Figure 13 extends the analysis by incorporating the DT framework, where predicted edges were evaluated within an evolving network structure. The simulation introduced the Twin Nodes, Dynamic Nodes, and Evolving Nodes, representing potential participants in the system. The model predicted increased connectivity involving the EU node, reinforcing its role as the central trading hub. Additionally, the simulation revealed that Slovakia (SK) and Poland (PL) were gaining new connections, possibly reflecting their growing influence in the emissions trading market. The inclusion of dynamically generated nodes suggests that the GNN model could generalize beyond existing structures, forecasting interactions even for newly introduced participants. By integrating DTs with ML-based link prediction, we obtained a more dynamic and adaptive representation of the EU ETS. The model not only predicted structural changes but also emphasized emerging patterns that may influence regulatory decisions and market behaviour in future trading phases.
Table 3 presents the evaluation metrics for the LR model in predicting new edges. The model achieved an AUC score of 0.95, indicating strong classification performance. The precision of 0.9333 means that 93.33% of predicted edges corresponded to actual edges, demonstrating a high level of reliability. With a recall of 1.0, the model successfully identified all relevant edges, ensuring no potential connections were overlooked. The F1-score of 0.9655 reflected a well-balanced trade-off between precision and recall.
The ROC curve in
Figure 14 visualizes the model’s classification performance. The AUC of 0.95 confirms that the LR model effectively distinguished between existing and non-existing edges. The curve remains close to the top-left corner, reinforcing the model’s high sensitivity and specificity.
Figure 15 illustrates the predicted edges in Phase IV. The red lines highlight new connections forecasted by the model. Most predicted edges cluster around Bulgaria (BG), Czech Republic (CZ), Hungary (HU), and Germany (DE), indicating emerging trading links between these regions. Additional connections, such as those between Ireland (IE) and Slovakia (SK), suggest evolving market relationships. The EU node remains central, reinforcing its dominant position in the network.

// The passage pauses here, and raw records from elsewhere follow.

PR #8815, opened 2022-11-16
On init the auth provider 'openmetadata' must generate a JWT token if not present on config

nahuelverdugo:
### Describe your changes :
Setting up for the first time auth mechanism for bots could fail in case that `openmetadata` is the auth provider but there is no configuration.

### Type of change :
- [x] Bug fix

### Checklist:

### Reviewers

### DIFF
--- a/openmetadata-service/src/main/java/org/openmetadata/service/security/DefaultAuthorizer.java
+++ b/openmetadata-service/src/main/java/org/openmetadata/service/security/DefaultAuthorizer.java
@@ -13,6 +13,7 @@
 
 package org.openmetadata.service.security;
 
+import static org.openmetadata.common.utils.CommonUtil.nullOrEmpty;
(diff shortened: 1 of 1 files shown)


openmetadata-service/src/main/java/org/openmetadata/service/security/DefaultAuthorizer.java
```diff
@@ -334,6 +328,14 @@ public static User addOrUpdateBotUser(User user, OpenMetadataApplicationConfig o
     return addOrUpdateUser(user);
   }
 
+  private static JWTAuthMechanism buildJWTAuthMechanism(OpenMetadataJWTClientConfig jwtClientConfig, User user) {
+    return jwtClientConfig == null || jwtClientConfig.getJwtToken() == null
```
mohityadav766, line 332: we should add an "" check on the JWT token as well, by default we get airflowConfig as not null with empty configurations so it will initialise it with an empty token I think

mohityadav766 (approved):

Figure 16 extends this analysis to the DT framework, incorporating the Twin Nodes, Dynamic Nodes, and Evolving Nodes, representing forecasted participants and structural changes in the market. The red edges indicate predicted connections, with a notable concentration around the EU node. This suggests the EU’s continued role as a trading hub while new nodes integrated into the network. The predicted connections revealed expanding trading relationships, particularly involving countries like Cyprus (CY), Sweden (SE), Denmark (DK), and Finland (FI). The LR model emphasized connections between already well-established nodes, reinforcing existing trading hubs. In contrast, the GNN model predicted a broader distribution of edges, identifying connections between peripheral nodes. This difference suggests that while LR effectively captured strong trading relationships, GNNs may offer insights into emerging market structures. Overall, the LR model delivered high accuracy and recall, making it reliable for predicting structural changes within the EU ETS network. However, its tendency to reinforce central hubs rather than explore new link formations highlights the complementary role of GNNs in network evolution analysis.